# SUPPLIED MATERIAL:
PR #2177, opened 2021-04-13
Add LinuxTracingIntegrationTest.GpuJobs, relying on a simplified version of the Vulkan tutorial

dpallotti:
#### Add VulkanTutorial module
This contains `OffscreenRenderingVulkanTutorialLib`, a simplified
implementation of the Vulkan Tutorial triangle that renders to memory instead of
to a surface. This will be used, possibly expanded, for GPU-related tests,
starting with `LinuxTracingIntegrationTests`.
It also contains `OffscreenRenderingVulkanTutorial` with a `main` that allows to
run it.

Bug: http://b/182793342

Test: Run `OffscreenRenderingVulkanTutorial`, take a capture, see the expected
GPU jobs in the capture.

#### Add LinuxTracingIntegrationTest.GpuJobs
Bug: http://b/182793342


dpallotti:
Some files don't have our usual license header. I need some guidance about that. For example, for the two .h files without it, should I just add it?

third_party/conan/lockfiles/base.lock
```diff
@@ -320,364 +321,370 @@
     "context": "host"
    },
    "31": {
-    "ref": "crashpad/20200624@orbitdeps/stable#8c19cb575eb819de0b050cf7d1f317b6",
+    "ref": "volk/1.2.170#faf80e25f935df05ffb094e31b6cedf7",
```
florian-kuebler, line 324: Haven't looked at the actual PR, but this is Vulkan, right?
Shouldn't it be also 1.1.114? Or should we move the headers to 1.2.17?

dpallotti: Yes and no, see https://conan.io/center/volk and https://github.com/zeux/volk.
I guess that the version of volk is supposed to match the version of Vulkan, although I don't know if it's a problem.
But there's no volk 1.1.114. Maybe we should update the headers then?

beckerhe:
> Some files don't have our usual license header. I need some guidance about that. For example, for the two .h files without it, should I just add it?

Do we have the copyright for all the vulkan tutorial files? Or are they from some public source?

third_party/conan/lockfiles/base.lock
beckerhe: volk is backwards compatible, meaning volk/1.2.170 works with vulkan-headers up to version 1.2.170.0, but not the other way around.

dpallotti:
> > Some files don't have our usual license header. I need some guidance about that. For example, for the two .h files without it, should I just add it?
> 
> Do we have the copyright for all the vulkan tutorial files? Or are they from some public source?

I'm not too sure how to answer so I'll just give you some misc information. The Vulkan tutorial is here: https://vulkan-tutorial.com/. The code of the tutorial is here https://vulkan-tutorial.com/code/15_hello_triangle.cpp although the vast majority of the code in this change comes from following the tutorial itself (I assumed this is not a problem as hello_ggp is also based on this tutorial).

third_party/conan/lockfiles/base.lock
dpallotti: So we're fine as it is?

beckerhe: I think we are, yes!

beckerhe:
> > > Some files don't have our usual license header. I need some guidance about that. For example, for the two .h files without it, should I just add it?
> > 
> >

# WHAT YOU SHOULD DO:
Show a copy of each line from the records above in which the string "GpuJobs" occurs.

# ANSWER FOR THIS EXERCISE:
Add LinuxTracingIntegrationTest.GpuJobs, relying on a simplified version of the Vulkan tutorial
#### Add LinuxTracingIntegrationTest.GpuJobs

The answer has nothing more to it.